I haven't looked up Sqworm recently, but it's blocked from accessing my sites. And as stated previously, I don't allow access from that 66.194. IP address range, either.

The main point of this is to prevent "expeditionary incursions," where a harvester will come in and grab a few pages. It will then build a site map of your site, and comes back to download the whole thing looking for e-mail addresses. Whether it finds any or not, it's a huge waste of bandwidth and clutters up the log files.

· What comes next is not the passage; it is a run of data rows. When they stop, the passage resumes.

PR #1990, opened 2017-10-11
Document v1.1 known limitations

### LINKED ISSUE #1835: Document 1.1 known limitations
**Note: we should link the issues to this one (in additional comments or using GH linking) instead of editing the PR description directly, so as to prevent edit conflicts.** Also add the label "known-limitation" to the linked issue.

- Because range splits are no longer allowed in the meta2 range, clusters that grow beyond 64TB will have problems. Note from @petermattis: 64TB sounds right with the default range size. It is really a limit on the number of ranges. O(1m) is reasonable with a single meta2 range.

jseldess:
Fixes #1835

### DIFF
--- a/v1.0/known-limitations.md
+++ b/v1.0/known-limitations.md
@@ -1,6 +1,6 @@
 ---
 title: Known Limitations in CockroachDB v1.0
-summary:
+summary: Known limitations is CockroachDB v1.0.
 toc: false
 ---
 
@@ -10,7 +10,7 @@ This page describes limitations we identified in the [CockroachDB v1.0](../relea
 
 ## Removing all rows from large tables
 
-{{site.data.alerts.callout_info}}Resolved as of version 1.1. See <a href="https://github.com/cockroachdb/cockroach/pull/17016">#17016</a>.{{site.data.alerts.end}}
+{{site.data.alerts.callout_info}}Resolved as of v1.1. See <a href="https://github.com/cockroachdb/cockroach/pull/17016">#17016</a>.{{site.data.alerts.end}}
 
 When removing all rows from a table via a [`TRUNCATE`](truncate.html) statement or a [`DELETE`](delete.html#delete-all-rows) statement without a `WHERE` clause, CockroachDB batches the entire operation as a single [transaction](transactions.html). For large tables, this can cause the nodes containing the table data to either crash or exhibit poor performance due to elevated memory and CPU usage.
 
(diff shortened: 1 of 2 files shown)


v1.0/known-limitations.md
```diff
@@ -1,6 +1,6 @@
 ---
 title: Known Limitations in CockroachDB v1.0
-summary:
+summary: Known limitations is CockroachDV v1.0.
```
bdarnell: "DB", not "DV"

v1.0/known-limitations.md
```diff
@@ -28,6 +28,36 @@ Within a single [transaction](transactions.html):
 - A [`CREATE TABLE`](create-table.html) statement containing [`FOREIGN KEY`](foreign-key.html) or [`INTERLEAVE`](interleave-in-parent.html) clauses cannot be followed by statements that reference the new table.
 - A table cannot be dropped and then recreated with the same name. This is not possible within a single transaction because `DROP TABLE` does not immediately drop the name of the table. As a workaround, split the [`DROP TABLE`](drop-table.html) and [`CREATE TABLE`](create-table.html) statements into separate transactions.
 
+## Schema changes between executions of prepared statements
+
+When the schema of a table targeted by a prepared statement changes before the prepared statement is executed, CockroachDB should return an error. Instead, CockroachDB incorrectly allows the prepared statement to return results based on the changed table schema, for example:
```
bdarnell: Should this really be an error? The trace below looks reasonable to me. We should add a best-practice warning against using `SELECT *` for queries that will be repeated (whether via prepared statements or not), but I don't think we need to document this as a limitation. (We might want to say that this is *deprecated* if we plan to change this behavior in the future as we do more caching of query plans or output schemas). 

The insert/update cases below are appropriate to document as known limitations.

v1.1/known-limitations.md
```diff
@@ -1,46 +1,94 @@
...
+
+- If the number of columns has increased, the prepared statement returns an error but nonetheless writes the data.
+- If the number of columns remains the same but the types have changed, the prepared statement writes the data and does not return an error.
+
+### Join flags when restoring a backup onto new machines
+
+All nodes in a cluster must have access to a copy of the first key-value range, which is part of a meta-index identifying where all range replicas are stored, and which nodes require to initialize themselves and start accepting incoming connections.
 
 Ensuring that all nodes have access to a copy of the first key-value range is more difficult when restoring from a whole-cluster backup onto machines with different IP addresses than the original cluster. In this case, the `--join` flags must form a fully-connected directed graph. The easiest way to do this is to put all of the new nodes' addresses into each node's `--join` flag, which ensures all nodes can join a node with a copy of the first key-value range.
```
bdarnell: I'd recommend putting the first 3-5 nodes as join targets, not all the nodes. 

This is recommended in all cases, not just when restoring from a backup (we're even talking about making it mandatory in the future).

v1.1/known-limitations.md
```diff
@@ -1,46 +1,94 @@
...
 
-## `INSERT ON CONFLICT` vs. `UPSERT`
+### `INSERT ON CONFLICT` vs. `UPSERT`
 
 When inserting/updating all columns of a table, and the table has no secondary indexes, we recommend using an [`UPSERT`](upsert.html) statement instead of the equivalent [`INSERT ON CONFLICT`](insert.html) statement. Whereas `INSERT ON CONFLICT` always performs a read to determine the necessary writes, the `UPSERT` statement writes without reading, making it faster.
 
 This issue is particularly relevant when using a simple SQL table of two columns to [simulate direct KV access](frequently-asked-questions.html#can-i-use-cockroachdb-as-a-key-value-store). In this case, be sure to use the `UPSERT` statement.
 
-## Repeated or combined commands in the SQL shell history
+### Repeated or combined commands in the SQL shell history
```
bdarnell: This has gotten better in 1.1, although it won't be completely fixed until 1.2.

v1.1/known-limitations.md
```diff
@@ -63,7 +111,7 @@ To detect if this is happening, open the [Admin UI](admin-ui-access-and-navigate
 
 For example, let's say that latency is 10ms from nodes in datacenter A to nodes in datacenter B but is 100ms from nodes in datacenter A to nodes in datacenter C. To ensure A's and B's relative proximity is factored into lease holder rebalancing, you could restart the nodes in datacenter A and B with a common region, `--locality=region=foo,datacenter=a` and `--locality=region=foo,datacenter=b`, while restarting nodes in datacenter C with a different region, `--locality=region=bar,datacenter=c`.
 
-## Roundtrip to `STRING` does not respect precedences of `:::` and `-`
+### Roundtrip to `STRING` does not respect precedences of `:::` and `-`
```
bdarnell: I think this was fixed: cockroachdb/cockroach#15617

v1.1/known-limitations.md
jseldess: Since this case is now not different than any other, I'd say this isn't known limitation anymore. I'm removing, but I can put it back post-release, if you can help me understand how to phrase it so it's a limitation.

v1.0/known-limitations.md
jseldess: Thanks, @bdarnell. I've left this in, for now, and reworded it to simply explain that this can happen and propose that recommendation. Post-release, I can work on moving it somewhere else.

v1.0/known-limitations.md
jseldess: Done.

v1.1/known-limitations.md
jseldess: I guess I'll hold off on saying anything until it's fixed.

v1.1/known-limitations.md
jseldess: Great. Updated in the 1.0 limitations and removed from the 1.1 limitations.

So, among others, the following types of visitors are not welcome around here:

  • E-mail address harvesters
  • Web site update detection services
  • Copyright infringement detectors
  • Brand name protection services
  • Competitive information harvesters

    All of these 'services' have several things in common: They feel free to download your entire site without regard to robots.txt restrictions, and often use a false or variable user-agent name to escape detection. Then they gather data that is either sold to competitors or to spammers, or to firms looking to make a buck by offering to sue you for mentioning someone's brand name. In most cases, the harvesters charge someone a fee to do this. So they try to sneak in, steal your bandwidth, costing you money, slow your server down, costing you legitimate visitors, and then make money off your losses. I don't think much of that, so I just serve them nice, short 403-Forbidden pages. Maybe I'm just cranky.

    Jim

  • sgkohler

    7:49 pm on Dec 26, 2003 (gmt 0)

    10+ Year Member



    Thank you for the info. Now my questions would be this...I took my site offline over a month ago - this "spoofer" continues to come every single day...what is the use for them to to that? Are they just using bandwidth, 'cause there isnt anything else there!?